3. Plan your testing schedule

You can take all 5 exams in one setting or take them in weekly or monthly interval. It is all up to you. Assess your individual mastery and stress tolerance. :)

Take the easiest exams for you first and choose an elective you are more familiar with.

Keep in mind that after passing the first exam, you will have 90 days to complete the remaining exams. Each exam expires 90 days after passing. If you have not completed all 5 exams within 90 days, you will need to repurchase and retake any and all exams that have expired.

In my case, I took the exams every other week during those times when my workload is light. I set aside an entire day just for taking the exam. The whole day I would read the training materials from Google Training Center and I will then take the test, late in the afternoon. This works best for me since the information from what I have read are still fresh in my mind, but some people may not be comfortable with this kind of setup and may need more time to review.
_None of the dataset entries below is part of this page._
PR #1026, opened 2026-07-20
update README installation instructions to be global

harrisonstropkay:
So that `factory` can be called from anywhere, we now instruct users to install factory globally.

### DIFF
--- a/.github/workflows/ceo-review.yml
+++ b/.github/workflows/ceo-review.yml
@@ -57,7 +57,9 @@ jobs:
 
       - name: Install factory
         working-directory: factory-trusted
-        run: uv sync --extra telemetry
+        run: |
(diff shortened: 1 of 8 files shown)


gx-ai-architect:
@ceo-review

gx-ai-architect:
if we installed factory globally, what's the point of still doing `uv run factory`, vs just `factory`?

gx-ai-architect:
would also suggest to make install simple, not to put 4 methods of install; 

Just one defualt install, 

and one dev install

gx-ai-architect:
@ceo-review

harrisonstropkay:
@ceo-review

gx-ai-architect:
@ceo-review

PR #1033, opened 2026-07-22
fix: parallel researcher spawning fails in ForkNode workflows (design mode)

ash-ding:
## Summary

**Problem**: In design mode (and all modes with parallel researchers), the CEO agent reports "parallel research spawn timed out" and falls back to sequential execution.

**Two root causes, both equally critical:**

1. **Separate code blocks break shell backgrounding.** `_fork_to_instruction()` in `factory/workflow/skill_export.py` rendered each parallel agent command in a **separate** fenced code block. The CEO (a Claude Code instance) treats each code block as an independent Bash tool call — each runs in its own shell process. So `&` backgrounds a process in shell A, but `wait` runs in shell B where there are no children to await. The backgrounded agents become orphans and `wait` returns immediately.

2. **Missing timeout guidance causes premature kill.** Even when the CEO manages to put all commands in a single shell (e.g. following the text instructions in `ceo.md`), Claude Code's Bash tool has a **default 120-second timeout**. Researchers are configured with `--timeout 600`, but the Bash tool kills the entire shell after 120s — long before any researcher finishes. Without explicit timeout guidance in the SKILL.md, the CEO has no way to know it should override the default.

Both causes must be fixed together: a single code block without timeout guidance still gets killed at 120s; timeout guidance without a single code block still runs `wait` in an empty shell.

**Fix:**
- Extract `_build_agent_command()` helper from `_agent_to_instruction()`
- Rewrite `_fork_to_instruction()` to render all commands + `wait` in a **single** code block
- Add timeout guidance text (e.g. "use --timeout 650") when any agent's timeout exceeds the 120s Bash default
- Bump `_EXPORT_FORMAT_VERSION` in `skill_cache.py` to invalidate stale cached SKILL.md files

**Before** — 4 separate code blocks, no timeout hint (each becomes its own Bash tool call):

    ```bash
    factory agent researcher --review-tag similar ... &
    ```

    ```bash
    factory agent researcher --review-tag techstack ... &
    ```

    ```bash
    factory agent researcher --review-tag pitfalls ... &
    ```

    ```bash
    wait
    ```

**After** — 1 combined code block + timeout guidance:

    ```bash
    factory agent researcher --review-tag similar ... &
    factory agent researcher --review-tag techstack ... &
    factory agent researcher --review-tag pitfalls ... &
    wait
    echo "All parallel agents complete"
    ```

    > Timeout note: the slowest agent above needs ~600s.
    > Use --timeout 650 on this Bash tool call to avoid the default 120s ceiling.

## Files changed

| File | Change |
|------|--------|
| `factory/workflow/skill_export.py` | Extract `_build_agent_command()`, rewrite `_fork_to_instruction()` for single code block + timeout guidance |
| `factory/skill_cache.py` | Add `_EXPORT_FORMAT_VERSION` to cache checksum to invalidate stale SKILL.md |
| `tests/test_skill_export.py` | Add `test_fork_commands_in_single_code_block` and `test_fork_includes_timeout_guidance` |

## Test plan

- [x] All 52 tests in `test_skill_export.py` pass (including 2 new tests)
- [x] All 238 tests in related files pass (`test_splitter.py`, `test_annotations.py`, `test_workflow_definitions.py`, `test_workflow_qa.py`)
- [x] `ruff check` passes on all changed files
- [ ] Manual: run `factory ceo "test idea" --mode design` and verify 3 researchers spawn in parallel without timeout

### DIFF
--- a/factory/skill_cache.py
+++ b/factory/skill_cache.py
@@ -14,6 +14,9 @@ from factory.workflow.primitives import Workflow
 
 log = structlog.get_logger()
 
+# Bump when export code changes affect SKILL.md output (invalidates cached skills).
+_EXPORT_FORMAT_VERSION = "2"
+
 
 def _sort_recursive(obj: object) -> Any:
     """Recursively sort dicts by key and lists by value for deterministic serialization."""
@@ -35,7 +38,7 @@ def _compute_checksum(workflows: dict[str, Workflow]) -> str:
     """
     payload = {name: wf.model_dump(mode="json") for name, wf in sorted(workflows.items())}
     payload = _sort_recursive(payload)
-    blob = json.dumps(payload, sort_keys=True).encode()
+    blob = json.dumps(payload, sort_keys=True).encode() + _EXPORT_FORMAT_VERSION.encode()
     return hashlib.sha256(blob).hexdigest()[:16]
 
 
--- a/factory/workflow/skill_export.py
+++ b/factory/workflow/skill_export.py
@@ -224,13 +224,13 @@ def _format_edges(edges: list[Edge]) -> str:
 # ── node → instruction converters ──────────────────────────────
 
 
-def _agent_to_instruction(
+def _build_agent_command(
     node: AgentNode,
     workflow: Workflow,
     *,
     is_parallel: bool = False,
 ) -> str:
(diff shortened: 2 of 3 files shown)


osilkin98:
@ceo-review

PR #1061, opened 2026-07-26
fix(spike-sort): use DARTsort asymmetric window for spike recovery

colehurwitz:
Closes #1061

## Changes

- **`_compute_quick_templates()`**: Updated to accept `samples_before`/`samples_after` parameters for DARTsort's asymmetric window (42+79=121 samples), with backward compatibility via `half_width`
- **`recover_low_snr_spikes()`**: Computes templates directly from `sorting_final` data using `_compute_quick_templates()` instead of loading from `templates_refined/` — fixes the template/unit ID mismatch (456 templates vs 524 units) caused by DARTsort relabeling units between pipeline stages
- **`definitions.py`**: Removed `templates_refined/` from recovery node's `reads` since it's no longer used
- **Test**: Removed stale `templates_refined/` assertion from recovery node test

### DIFF
--- a/factory/cli/_helpers.py
+++ b/factory/cli/_helpers.py
@@ -16,10 +16,10 @@ log = structlog.get_logger()
 _WIZARD_INPUT_PATH = Path("~/.factory/wizard_input.md")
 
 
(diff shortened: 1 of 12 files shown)


colehurwitz:
Superseded by merge into feature/spike-sort-workflow. The spike recovery implementation is structurally complete but requires DARTsort-native changes (colehurwitz/ds_ref#12) to actually recover spikes.

PR #1072, opened 2026-07-28
fix: apply SPEC Diff from strategy to SPEC.md in improve workflow

### LINKED ISSUE #1064: spec: strategist SPEC Diff is never applied to SPEC.md
## Problem

The strategist produces a `## SPEC Diff` section in its build plan (`.factory/strategy/current.md`) describing which modules are ADDED, MODIFIED, or REMOVED, with plan-spec traceability (`**Implements:**` fields per phase). But **nothing applies that diff to SPEC.md**.

The spec only gets updated post-build via the non-blocking `spec_update` FnNode, which runs `factory spec update` — a blind diff-scope → patch that re-derives changes from the git diff without referencing the strategist's proposed SPEC Diff.

## Impact

- The strategist's careful spec planning is wasted
- The post-build spec update may produce different changes than what was planned
- Plan-spec traceability (`**Implements:**` fields) has no downstream consumer

## Proposed fix

Wire the strategist's SPEC Diff into the spec update path:

1. After the strategist writes `current.md`, extract the `## SPEC Diff` section
2. Pass it to the spec patcher as additional context alongside the git diff scope
3. The patcher applies the planned changes rather than re-deriving from scratch

Alternatively, apply the SPEC Diff as a pre-build step so the spec is updated *before* implementation, not after — giving the builder an accurate spec to work against.

## Files involved

- `factory/agents/prompts/strategist.md` — produces the SPEC Diff (lines 470-503)
- `factory/spec/ops.py` — `update_spec()` and `scope_diff()` 
- `factory/workflow/definitions.py` — `spec_update` FnNode in improve workflow (line 601)
- `factory/agents/prompts/spec_patcher.md` — spec patch agent prompt

mihirathale98:
Closes #1064

## Changes

- Add `factory/spec/apply_diff.py` with `apply_spec_diff(project_path, strategy_path)` that extracts the `## SPEC Diff` section from the strategist's plan, parses ADDED/MODIFIED/REMOVED module entries, and applies them to `SPEC.md`
- Wire as a `FnNode` (`apply_spec_diff`) between `gate_strategy` and `begin` in both the improve and research workflow graphs
- Add `factory spec apply-diff <path>` CLI subcommand for standalone use
- Add 18 tests covering extraction, application (add/modify/remove), missing SPEC.md creation, no-op when no SPEC Diff section, and workflow graph integration
- Regenerate SKILL.md files via `factory workflow export-skills`

## Test plan

- [x] `pytest tests/test_spec_apply_diff.py` — 18 tests pass
- [x] `pytest tests/test_workflow_definitions.py` — 136 tests pass (graph validation)
- [x] `ruff check factory/` — clean
- [x] `mypy factory/spec/apply_diff.py factory/cli/spec.py` — clean
- [x] `factory workflow export-skills` — regenerated successfully

### DIFF
--- a/factory/cli/__init__.py
+++ b/factory/cli/__init__.py
@@ -111,6 +111,7 @@ from factory.cli.review import (
     cmd_review as cmd_review,
 )
 from factory.cli.spec import (
+    cmd_spec_apply_diff as cmd_spec_apply_diff,
     cmd_spec_generate as cmd_spec_generate,
     cmd_spec_impact as cmd_spec_impact,
     cmd_spec_scope as cmd_spec_scope,
--- a/factory/cli/_main.py
+++ b/factory/cli/_main.py
@@ -705,7 +705,7 @@ def build_parser() -> argparse.ArgumentParser:
         "research (autonomous research optimization), review (on-demand PR review), "
         "qa (QA verification pipeline for PRs), "
         "or create (meta-mode for creating or updating factory modes — "
-        "use --focus \"mode_name: change\" to update an existing mode)",
+        'use --focus "mode_name: change" to update an existing mode)',
     )
     p.add_argument(
         "--focus",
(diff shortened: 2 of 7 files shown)


osilkin98:
@ceo-review

PR #1085, opened 2026-07-31
feat: support launching factory in containers

beatsmonster:
WIP


beatsmonster:
Superseded by #1121, which implements the same `factory contained` command on podman + UBI9 instead of NVIDIA OpenShell.

The OpenShell approach needed a gateway process, certificates and a policy engine to stand up, and it denies every process inside the sandbox a PTY — which rules out tmux, screen and dtach alike, and tmux is what attach/detach is built on. The podman version drops all of that, adds an OpenShift target, and has been verified end to end against a real podman host and a real cluster.

The two cannot both merge: they add the same `factory/cli/contained.py`. Closing this one in favour of #1121.

PR #1086, opened 2026-07-31
feat(worktree): add FACTORY_REMOVE_WORKTREE config for worktree retention

mihirathale98:
Closes #1082

## Changes

- Add `FACTORY_REMOVE_WORKTREE` config option (default `true`) — set to `false` to retain run worktrees after sessions for post-mortem debugging and manual follow-up
- Add `_should_remove_worktree(branch)` helper in `factory/worktree.py` using `user_config.resolve()` with 5-tier precedence
- Guard `remove_worktree()` with retention check after the existing `_has_active_sessions()` guard — emits `worktree.retained` event and prints cleanup instructions to stderr when retention is enabled
- Guard `prune_stale()` to skip `run-*` orphan directories when retention is enabled, while still always cleaning `exp-*` experiment orphans
- Fix existing bug: move `worktree.removed` event emission to after actual removal (previously fired even when removal was skipped by `_has_active_sessions()`)
- Register `FACTORY_REMOVE_WORKTREE` in `user_config.py` env_map for `factory config migrate` and add commented template entry
- Add 8 test cases in `TestWorktreeRetention` class covering default behavior, false/0/no values, experiment branch exemption, event emission, and prune_stale guards

Zero call-site changes — the guard is fully centralized inside `remove_worktree()` and `prune_stale()`.

### DIFF
--- a/factory/user_config.py
+++ b/factory/user_config.py
@@ -37,6 +37,7 @@ _CONFIG_TEMPLATE = """\
 # tmux_persist = false                 # Launch agents in tmux windows
 # bg = false                           # Dispatch agents via claude --bg (agent view)
 # bg_agents = false                    # Background sub-agents only (CEO stays foreground)
+# remove_worktree = true               # Set to false to retain run worktrees after sessions
 
 # [credentials.vertex]
 # FACTORY_RUNNER = "claude"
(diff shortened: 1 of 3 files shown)


mihirathale98:
@ceo-review

shivchander:
@ceo-review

4. Make sure to sign-in to your Google Apps account

There are some parts of the exam, which asks you how you can get to a particular settings page, what button to click, or something similar and the question might seem a bit tricky, so it helps if you login to your Google Apps account and try to demonstrate what the question asks for in order to get the correct answer.

5. If it’s something new to you, ask Google Help Center

There were some test questions or terms which I pretty sure wasn’t included in the Google Training Center materials. If you found yourself in this situation, Google Help Center is another great resource to help you find the best answer.

It also helps that you are physically and emotionally ready during the test so make sure to get enough sleep and eat well on the day you plan on taking the exams. If you want to learn more about the different Google certifications and processes, check out this guide from Allison Mollica.

Got any more tips? Please share them in the comments below!


Our Guide to becoming a ‘Google Educator’ and ‘Google Education Trainer’ online is now available for free through Create an account today to get access! In this short course, Dan Taylor gives an overview of the Google certification options for Education including exam technique and preparation and how to pull together the required work.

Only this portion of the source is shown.